# routing wheat patterns???



## reible (Sep 10, 2004)

I'm looking for advice on doing some wheat pattern routing, things like do you use a jig or is it done freehand, what bit, what router set-up, hints tips and even things not to do..... spacing, curves, what ever you have.

Ed


----------



## berry (Oct 17, 2005)

Patrick Spielman covers this subject in The New Router Handbook.

I don't have a scanner so I can't upload the drawings. I'm sure you can find it at your library. Basicly he uses an inclined jig block with a slot in it. On the bottom he uses sand paper so the guide won't move when you pull the router.
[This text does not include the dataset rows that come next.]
PR #222, opened 2025-02-17
(frontend): primary document fields added

faiza-jahanzeb:
## Summary

work item # [14682](https://dev.azure.com/ESDCCM/FSIR/_workitems/edit/14682)
Added more fields to the Primary document screen, as displayed in figma.

On selecting these values in these fields:
Current status in Canada:  "Canadian citizen born outside Canada" (rest of the options are disabled)
Document type: "Certificate of Canadian Citizenship" (rest of the options are disabled)

More fields are displayed (and validated after input):
Registration number (8 digit number)
Client number (10 digit number)
Given name (non digit alphabets lass than 100 characters)
Last name (non digit alphabets lass than 100 characters)
Date of birth (should be a date in past or today)
Gender (options: female, male, other)
Citizenship date (should be a date)
Upload primary identification document. (File)

## Types of changes

## Checklist

## Screenshots 

image

### DIFF
--- a/frontend/app/routes/protected/person-case/primary-docs.tsx
+++ b/frontend/app/routes/protected/person-case/primary-docs.tsx
@@ -1,3 +1,4 @@
+import type { JSX } from 'react';
 import { useId, useState } from 'react';
 
 import type { RouteHandle } from 'react-router';
@@ -10,10 +11,15 @@ import * as v from 'valibot';
 
 import type { Info, Route } from './+types/primary-docs';
 
+import { serverEnvironment } from '~/.server/environment';
 import { requireAuth } from '~/.server/utils/auth-utils';
 import { i18nRedirect } from '~/.server/utils/route-utils';
 import { Button } from '~/components/button';
+import { DatePickerField } from '~/components/date-picker-field';
 import { FetcherErrorSummary } from '~/components/error-summary';
+import { InputField } from '~/components/input-field';
+import { InputFile } from '~/components/input-file';
+import { InputRadios } from '~/components/input-radios';
 import { InputSelect } from '~/components/input-select';
 import { PageTitle } from '~/components/page-title';
 import { Progress } from '~/components/progress';
@@ -21,12 +27,22 @@ import { AppError } from '~/errors/app-error';
 import { ErrorCodes } from '~/errors/error-codes';
 import { getTranslation } from '~/i18n-config.server';
 import { handle as parentHandle } from '~/routes/protected/layout';
+import { getStartOfDayInTimezone, isDateInPastOrTodayInTimeZone, isValidDateString, toISODateString } from '~/utils/date-utils';
+import { REGEX_PATTERNS } from '~/utils/regex-utils';
 
 type PrimaryDocumentsSessionData = NonNullable<SessionData['inPersonSINCase']['primaryDocuments']>;
 
 const VALID_CURRENT_STATUS = ['canadian-citizen-born-outside-canada'];
+/**
+ * Valid document type for proof of concept
+ */
+const VALID_DOCTYPES = ['certificate-of-canadian-citizenship'];
+/**
+ * Valid gender for primary identification document
+ */
+const VALID_GENDERS = ['female', 'male', 'other'];
 
-const VALID_DOCTYPE = ['certificate-of-canadian-citizenship', 'certificate-of-registration-of-birth-abroad'];
+const timezone = serverEnvironment.BASE_TIMEZONE;
 
 export const handle = {
   i18nNamespace: [...parentHandle.i18nNamespace, 'protected'],
@@ -52,6 +68,10 @@ export async function action({ context, request }: Route.ActionArgs) {
   const { lang, t } = await getTranslation(request, handle.i18nNamespace);
   const formData = await request.formData();
   const action = formData.get('action');
+  const nameMaxLength = 100;
+  const registrationNumberLength = 8;
+  const clientNumberLength = 10;
+  const maxImageSizeBits = 1024 * 1024 * 15; //Max image size is 15 MB
 
   switch (action) {
     case 'back': {
@@ -59,7 +79,9 @@ export async function action({ context, request }: Route.ActionArgs) {
     }
 
     case 'next': {
-      const schema = v.pipe(
+      const maxAllowedDate = getStartOfDayInTimezone(timezone);
+
+      const schema = v.intersect([
         v.object({
           currentStatusInCanada: v.pipe(
             v.string(t('protected:primary-identity-document.current-status-in-canada.required')),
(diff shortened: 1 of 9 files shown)


frontend/app/routes/protected/person-case/primary-docs.tsx
```diff
@@ -59,44 +69,176 @@ export async function action({ context, request }: Route.ActionArgs) {
...
-      const schema = v.pipe(
+      const dateFormatEST = new Intl.DateTimeFormat('en-CA', {
+        timeZone: 'America/Toronto',
+        year: 'numeric',
+        month: '2-digit',
+        day: '2-digit',
+      });
+
+      //Normalized date at current day midnight EST
+      const currentDate = new Date(`${dateFormatEST.format(new Date())}T00:00:00`);
```
gregory-j-baker, line 91: In Javascript, the current date is internally represented as UTC, so there's no reason to normalize it.

What you *do* need to normalize is what you are comparing it to. So if you are checking that `now < expiryDate`, it's `expiryDate` that you have to normalize.

You want to validate that right now, it's before midnight of `expiryDate` in the eastern timezone.

It's kind of hard to explain, so I asked Google Gemini to ELI5:

> You define the end time (expiry date) relative to EST. JavaScript converts this (internally) to UTC.  `Date.now()` gives you the current UTC time.  JavaScript compares these two UTC values.  You don't normalize `Date.now()` because it's already an instant in time (UTC).

gregory-j-baker: To summarize and be clear:

Always use `Date.now()` (or some equivalent) to get the current instant in time. This value is the precise number of milliseconds since the unix epoch.. perhaps counter-intuitively: **the timezone that you are in is actually completely irrelevant** (presuming the system clock is correct).

When you specify the expiry date, set the initial value to `yyyy-mm-ddT00:00:00` **of the timezone you're interested in**.

gregory-j-baker: As I read through your PR, I realize that in this case you actually are using this value correctly. Sorry.

I will leave the comment since it is still valid and contains useful information.

One thing I would suggest, though.. is to maybe rename this variable to something a little more descriptive. Perhaps `maxDate` or `maxAllowedDate`. This would prevent future morons like me misinterpreting its use like I did here.

frontend/app/routes/protected/person-case/primary-docs.tsx
```diff
@@ -59,44 +69,176 @@ export async function action({ context, request }: Route.ActionArgs) {
...
-            t('protected:primary-identity-document.document-type.required'),
-          ),
-          ['documentType'],
+        v.variant(
+          'documentType',
+          [
+            v.object({
+              documentType: v.picklist(VALID_DOCTYPE, t('protected:primary-identity-document.document-type.invalid')),
+
+              // primary document fields
```
gregory-j-baker, line 108: This comment adds nothing useful.

frontend/app/routes/protected/person-case/primary-docs.tsx
```diff
@@ -59,44 +69,176 @@ export async function action({ context, request }: Route.ActionArgs) {
...
         currentStatusInCanada: String(formData.get('currentStatusInCanada')),
         documentType: String(formData.get('documentType')),
+        registrationNumber: String(formData.get('registrationNumber')),
+        clientNumber: String(formData.get('clientNumber')),
+        givenName: String(formData.get('givenName')),
+        lastName: String(formData.get('lastName')),
+        dateOfBirthYear: dateOfBirthYear,
+        dateOfBirthMonth: dateOfBirthMonth,
+        dateOfBirthDay: dateOfBirthDay,
+        dateOfBirth: new Date(dateOfBirthYear, dateOfBirthMonth - 1, dateOfBirthDay), // The month as a number between 0 and 11 (January to December)
```
gregory-j-baker, line 229: This should be represented as a string, in my opinion.. Or, if you really must store it as a date, then it should be normalized to eastern time.. otherwise it will be the birthdate at `T00:00:00Z` which isn't correct.

frontend/app/routes/protected/person-case/primary-docs.tsx
```diff
@@ -59,44 +69,176 @@ export async function action({ context, request }: Route.ActionArgs) {
...
+        gender: String(formData.get('gender')),
+        citizenshipDateYear: citizenshipDateYear,
+        citizenshipDateMonth: citizenshipDateMonth,
+        citizenshipDateDay: citizenshipDateDay,
+        citizenshipDate: new Date(citizenshipDateYear, citizenshipDateMonth - 1, citizenshipDateDay), // The month as a number between 0 and 11 (January to December)
```
gregory-j-baker, line 234: This should be represented as a string, in my opinion.. Or, if you really must store it as a date, then it should be normalized to eastern time.. otherwise it will be the birthdate at `T00:00:00Z` which isn't correct.

frontend/app/routes/protected/person-case/primary-docs.tsx
```diff
@@ -268,8 +427,132 @@ function DocumentType({ currentStatus, defaultValue, errorMessage }: DocumentTyp
...
+    lastName: string;
+    registrationNumber: string;
+  };
+  documentType?: string;
+  errors?: Record<string, [string, ...string[]] | undefined>;
+}
+
+function PrimaryDocsFields({ currentStatus, defaultValues, errors, documentType }: PrimaryDocsFieldsProps): JSX.Element {
+  const { t } = useTranslation(handle.i18nNamespace);
+  const GENDER = ['female', 'male', 'other'] as const;
```
gregory-j-baker, line 454: This should be plural.

**Also, nitpick:** there's no reason to make it all caps. We don't follow this convention elsewhere in the app.

frontend/app/routes/protected/person-case/primary-docs.tsx
```diff
@@ -268,8 +427,132 @@ function DocumentType({ currentStatus, defaultValue, errorMessage }: DocumentTyp
...
         />
       )}
     </>
   );
 }
+
+interface PrimaryDocsFieldsProps {
+  currentStatus?: string;
+  defaultValues?: {
+    citizenshipDate: Date;
```
gregory-j-baker, line 440: This should be a string; there's no good reason for it to be a javascript `Date`.

frontend/app/routes/protected/person-case/primary-docs.tsx
```diff
@@ -268,8 +427,132 @@ function DocumentType({ currentStatus, defaultValue, errorMessage }: DocumentTyp
...
+    clientNumber: string;
+    dateOfBirth: Date;
```
gregory-j-baker, line 442: This should be a string; there's no good reason for it to be a javascript `Date`.

faiza-jahanzeb: updated

frontend/app/utils/date-utils.ts
```diff
@@ -51,3 +51,73 @@ export function getLocalizedMonths(
...
+ * Parses a date (year, month, day) and returns string in the format "YYYY-MM-DD".
+ * @param year - The year as number.
+ * @param month - The month as number.
+ * @param day - The day as number.
+ * @returns A string in the format "YYYY-MM-DD" (year, month, day).
+ */
+export function extractDatePartsAsString(year: number, month: number, day: number): string {
+  const dateString = String(padWithZero(year, 4)) + '-' + String(padWithZero(month, 2)) + '-' + String(padWithZero(day, 2));
+  return dateString;
+}
```
gregory-j-baker, line 123: I hate to be nitpicky, but I feel like the name of this function doesn't really describe what it's doing. I think a better name would be something like `toISODateString()`.

Also, since `padWithZero()` already returns a string, you don't need to call `String()` to cast it.

I would write this function like this:

``` ts
export function toISODateString(year: number, month: number, day: number): string {
￼  return `${padWithZero(year, 4)}-${padWithZero(month, 2)}-${padWithZero(day, 2)}`;
￼}
```

(preferring string templates over `string + string` syntax)

faiza-jahanzeb: updated

gregory-j-baker (dismissed):

frontend/app/utils/date-utils.ts
```diff
@@ -51,3 +51,76 @@ export function getLocalizedMonths(
...
+ * console.log(isValidDateString(invalidDate)); // false
+ * ```
+ */
+export const isValidDateString = (dateString: string) => {
+  const dateRegex = /^\d{4}-\d{2}-\d{2}$/;
+  if (!dateRegex.test(dateString)) {
+    return false;
+  }
+  const date = new Date(dateString);
+  return !isNaN(date.getTime());
```
sebastien-comeau, line 76: Can be simplified with `date-fns` functions: [isValid](https://date-fns.org/v4.1.0/docs/isValid) and [parseISO](https://date-fns.org/v4.1.0/docs/parseISO)

```suggestion
  return isValid(parseISO(dateString));
```

frontend/app/routes/protected/person-case/primary-docs.tsx
```diff
@@ -59,44 +70,192 @@ export async function action({ context, request }: Route.ActionArgs) {
...
-      const schema = v.pipe(
+      const dateFormatEST = new Intl.DateTimeFormat('en-CA', {
+        timeZone: 'America/Toronto',
+        year: 'numeric',
+        month: '2-digit',
+        day: '2-digit',
+      });
+
+      //Normalized date at current day midnight EST
+      const maxAllowedDate = new Date(`${dateFormatEST.format(new Date())}T00:00:00`);
```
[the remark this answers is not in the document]
gregory-j-baker:
``` ts
function getStartOfDayInTimezone(timezone: string, date?: number | string | Date): Date {
  return new Date(startOfDay(TZDate.tz(timezone, new Date(date ?? Date.now()))).toISOString());
}

const maxAllowedDate = getStartOfDayInTimezone('Canada/Eastern')
```

frontend/app/utils/date-utils.ts
```diff
@@ -51,3 +51,76 @@ export function getLocalizedMonths(
...
+    timeZone: 'America/Toronto',
+    year: 'numeric',
+    month: '2-digit',
+    day: '2-digit',
+  });
+
+  const maxAllowedDate = new Date(`${dateFormatEST.format(new Date())}T00:00:00`);
+
+  if (inputDate <= maxAllowedDate) return true;
+  return false;
```
sebastien-comeau, line 114: Use [isPast](https://date-fns.org/v4.1.0/docs/isPast) and [isToday](https://date-fns.org/v4.1.0/docs/isToday) from `date-fns`.

```suggestion
  const inputDate = parseISO(dateString);
  return isPast(inputDate) || isToday(inputDate);
```

gregory-j-baker: We can't use `isPast()` because we have to normalize for a specific timezone. Instead, you have to do something like this:

``` ts
isBefore(inputDate, getStartOfDayInTimezone('Canada/Eastern'))
```

frontend/app/utils/date-utils.ts
```diff
@@ -51,3 +54,73 @@ export function getLocalizedMonths(
...
+ * @example
+ * ```javascript
+ * const validDateInPaste = "2023-05-20";
+ * const invalidDateInFuture = "6078-05-20";
+ *
+ * console.log(isDateInPastOrToday(validDateInPaste)); // true
+ * console.log(isDateInPastOrToday(invalidDateInFuture)); // false
+ * ```
+ */
+export function isDateInPastOrToday(dateString: string): boolean {
```
gregory-j-baker, line 96: I think this function should be broken into smaller ones.

``` ts
function isPastInTimezone(timezone: string, date: number | string | Date) { .. }

function isTodayInTimezone(timezone: string, date: number | string | Date) { .. }

function isPastOrTodayInTimezone(timezone: string, date: number | string | Date) {
  return isPastInTimezone(..) || isTodayInTimezone(..)
}
```

The timezone should be an argument because we shouldn't hardcode the timezone in case we need to change it at runtime (via an environment variable).

frontend/app/utils/date-utils.ts
```diff
@@ -51,3 +54,73 @@ export function getLocalizedMonths(
...
+ * const validDate = "2023-05-20";
+ * const invalidDate = "20-05-2023";
+ *
+ * console.log(isValidDateString(validDate)); // true
+ * console.log(isValidDateString(invalidDate)); // false
+ * ```
+ */
+export const isValidDateString = (dateString: string) => {
+  return isValid(parseISO(dateString));
+};
```
gregory-j-baker, line 75:
```suggestion
export function isValidDateString(dateString: string) {
  return isValid(parseISO(dateString));
}
```

frontend/app/utils/date-utils.ts
```diff
@@ -51,3 +54,73 @@ export function getLocalizedMonths(
...
+ * console.log(isDateInPastOrToday(invalidDateInFuture)); // false
+ * ```
+ */
+export function isDateInPastOrToday(dateString: string): boolean {
+  if (!isValidDateString(dateString)) {
+    throw new Error('Invalid date format. Expected YYYY-MM-DD.');
+  }
+  const inputDate = new Date(dateString);
+
+  const maxAllowedDate = getStartOfDayInTimezone('Canada/Eastern');
```
gregory-j-baker, line 102: This shouldn't be hardcoded. It should be configured via environment variables and then passed in as a function parameter.

If doing this every time you need to check a date is too cumbersome, we can create a service class that will look up the configured timezone and then make the call to this function using that.

frontend/app/utils/date-utils.ts
```diff
@@ -51,3 +54,73 @@ export function getLocalizedMonths(
...
+ * const validDateInPaste = "2023-05-20";
+ * const invalidDateInFuture = "6078-05-20";
+ *
+ * console.log(isDateInPastOrToday(validDateInPaste)); // true
+ * console.log(isDateInPastOrToday(invalidDateInFuture)); // false
+ * ```
+ */
+export function isDateInPastOrToday(dateString: string): boolean {
+  if (!isValidDateString(dateString)) {
+    throw new Error('Invalid date format. Expected YYYY-MM-DD.');
```
gregory-j-baker, line 98: Consider throwing an `AppError` here so you can attach an error code.

When we throw AppErrors, the application will automatically catch them and display the error code to the user. The idea is that the user can give this error code to a help desk agent, who will add it to a ticket. 

This will make troubleshooting what went wrong much easier for us.

gregory-j-baker: Alternatively, does it make sense to have this function simply return false if the passed-in date is malformed? Maybe not, but it's something worth considering.

frontend/app/utils/date-utils.ts
```diff
@@ -51,3 +54,73 @@ export function getLocalizedMonths(
...
+  }
+  const inputDate = new Date(dateString);
+
+  const maxAllowedDate = getStartOfDayInTimezone('Canada/Eastern');
+
+  if (inputDate <= maxAllowedDate) return true;
+  return false;
```
gregory-j-baker, line 105:
```suggestion
  return inputDate <= maxAllowedDate;
```

gregory-j-baker: Or..

```suggestion
  return isBefore(inputDate, maxAllowedDate); // from date-fns
```

frontend/app/utils/date-utils.ts
```diff
@@ -51,3 +54,73 @@ export function getLocalizedMonths(
...
+}
+
+/**
+ * Parses a time zone or a date (number or string or Date) and returns a date in the UTC (00:00:00.000Z) format.
+ * @param timeZone - The time zone as string.
+ * @returns A date set to the start of the day in UTC (00:00:00.000Z).
+ */
+export function getStartOfDayInTimezone(timezone: string, date?: number | string | Date): Date {
+  return new Date(startOfDay(TZDate.tz(timezone, new Date(date ?? Date.now()))));
+}
```
gregory-j-baker, line 115: The JSDoc doesn't really describe what the function is doing. Here's an updated version (generated by Google Gemini):

```suggestion
/**
 * Gets the start of the day in a specific timezone.
 *
 * This function calculates the start of the day (midnight) in the given timezone,
 * based on an optional date. If no date is provided, it uses the current date.
 *
 * @param timezone - The IANA time zone string (e.g., 'Canada/Eastern').
 * @param date - Optional. A date, timestamp (milliseconds since epoch), or a string parseable by `Date.parse()`.
 * @returns A Date object representing the start of the day (midnight) in the specified timezone.
 */
export function getStartOfDayInTimezone(timezone: string, date?: number | string | Date): Date {
  return new Date(startOfDay(TZDate.tz(timezone, new Date(date ?? Date.now()))));
}
```

frontend/app/utils/date-utils.ts
```diff
@@ -51,3 +54,73 @@ export function getLocalizedMonths(
...
+/**
+ * Parses a date (year, month, day) and returns string in the format "YYYY-MM-DD".
+ * @param year - The year as number.
+ * @param month - The month as number.
+ * @param day - The day as number.
+ * @returns A string in the format "YYYY-MM-DD" (year, month, day).
+ */
+export function toISODateString(year: number, month: number, day: number): string {
+  return `${padWithZero(year, 4)}-${padWithZero(month, 2)}-${padWithZero(day, 2)}`;
+}
```
gregory-j-baker, line 126:
```suggestion
/**
 * Formats a date into an ISO8601 date string (YYYY-MM-DD).
 *
 * This function takes the year, month, and day as numerical inputs and
 * returns a string representing the date in the "YYYY-MM-DD" format.
 *
 * @param year - The year (e.g., 2023).
 * @param month - The month (1 for January, 12 for December).
 * @param day - The day of the month.
 * @returns An ISO 8601 date string in the format "YYYY-MM-DD".
 */
export function toISODateString(year: number, month: number, day: number): string {
  return `${padWithZero(year, 4)}-${padWithZero(month, 2)}-${padWithZero(day, 2)}`;
}
```

Also.. I'd like to note that if you give this function something silly like `toISODateString(123, 3.1415, -Infinity)`, it will happily spit out `0123-3.1415--Infinity`. 😏

frontend/app/utils/date-utils.ts
```diff
@@ -51,3 +54,73 @@ export function getLocalizedMonths(
...
+
+/**
+ * Validates whether a given string is in past or today.
+ *
+ * @param date - The date string to be validated.
+ * @returns Returns `true` if the string is a valid date in the format YYYY-MM-DD and the date is in past or today's date, otherwise `false`.
+ *
+ * This function first validates the input date string using the `isValidDateString` function.
+ * If the date string is invalid, an error is thrown. Otherwise, it compare date
+ * object with the date string set to the start of the day in UTC (00:00:00.000Z).
```
gregory-j-baker, line 85: "*it compares date object with the date string set to the start of the day in UTC*" is inaccurate here. It's actually comparing to the start of the day in the target timezone.

frontend/app/utils/date-utils.ts
faiza-jahanzeb: we are getting the date (year as number, month as number and day s number) returned by the date picker field from the form. This value need to be converted to string before all the validations are done on that string. Maybe we need to change the name of this function??

frontend/app/utils/date-utils.ts
faiza-jahanzeb: I applied this suggestion...

frontend/app/utils/date-utils.ts
gregory-j-baker: I think the function name is fine.. it's generating an ISO date string, just as the name suggests.

I think some guards should be added that prevent wonky inputs, though. It should probably throw if the year, month, or day are outside of the normal range. This might be doable using the date-fns parse and isValid functions.

frontend/tests/utils/date-utils.test.ts
```diff
@@ -28,4 +29,36 @@ describe('date-utils', () => {
...
+      expect(isPastInTimezone(validTimeZone, date)).toEqual(true);
+    });
+  });
+
+  describe('isTodayInTimezone', () => {
+    const validTimeZone = 'Canada/Eastern';
+
+    const validDate = new Date();
+
+    const invalidDates = [addDays(new Date(), 1), addDays(new Date(), -1), '2025-02-20'];
```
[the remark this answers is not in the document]
gregory-j-baker: This doesn't address your problem.. but you should try to avoid using `new Date()` in unit tests because it leads to unpredictable tests.

Since the current instant in time is always changing, each time you run the test you will be using different data.

frontend/app/utils/date-utils.ts
faiza-jahanzeb: updated

frontend/tests/utils/date-utils.test.ts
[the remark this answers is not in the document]
faiza-jahanzeb: removed new Date() from tests

frontend/app/utils/date-utils.ts
gregory-j-baker: @sebastien-comeau --- I'm resolving this.

frontend/app/utils/date-utils.ts
```diff
@@ -69,3 +72,192 @@ export function isValidTimeZone(timeZone: string): boolean {
...
+ * Returns the start of the day in the specified timezone.
+ *
+ * This function takes a date (or timestamp) and a timezone, and returns a new Date object
+ * representing the start of the day (midnight) in that timezone.  If no date is provided,
+ * the current date and time are used.
+ *
+ * @param {string} timezone The IANA timezone string (e.g., 'America/New_York', 'Europe/London').
+ * @param {number | string | Date} [date] Optional date or timestamp to use. If not provided, the current date and time are used.
+ *                                      Can be a number (milliseconds since epoch), a string (parsable by `new Date()`), or a Date object.
+ * @returns {Date} A new Date object representing the start of the day in the specified timezone.
```
gregory-j-baker, line 201:
```suggestion
 * @param timezone - The IANA timezone string (e.g., 'America/New_York', 'Europe/London').
 * @param date - Optional date or timestamp to use. If not provided, the current date and time are used.
 *                                      Can be a number (milliseconds since epoch), a string (parsable by `new Date()`), or a Date object.
 * @returns A new Date object representing the start of the day in the specified timezone.
```

You don't have to declare the types in JSDoc when using typescript.

gregory-j-baker (approved):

He shows using both a Round Nose and "V" bits. The guide gives the 'tear drop' shape of wheat. He started by laying out the pattern on the wood and then moves the guide and router around.


----------



## reible (Sep 10, 2004)

Hi,

You know I think I own that book..... now what did I do with it??? Anyway I'll give it a look see and maybe it will be all clear to me.

Anyone else with other ideas or references please feel free to post.

Thanks berry,

Ed


----------



## Pop_pop1 (Sep 10, 2004)

The only wheat designs I have put on projects were cut in with about a #4 sweep gouge and a carving knife. I'd like to know how one could use a router to make these designs myself.


----------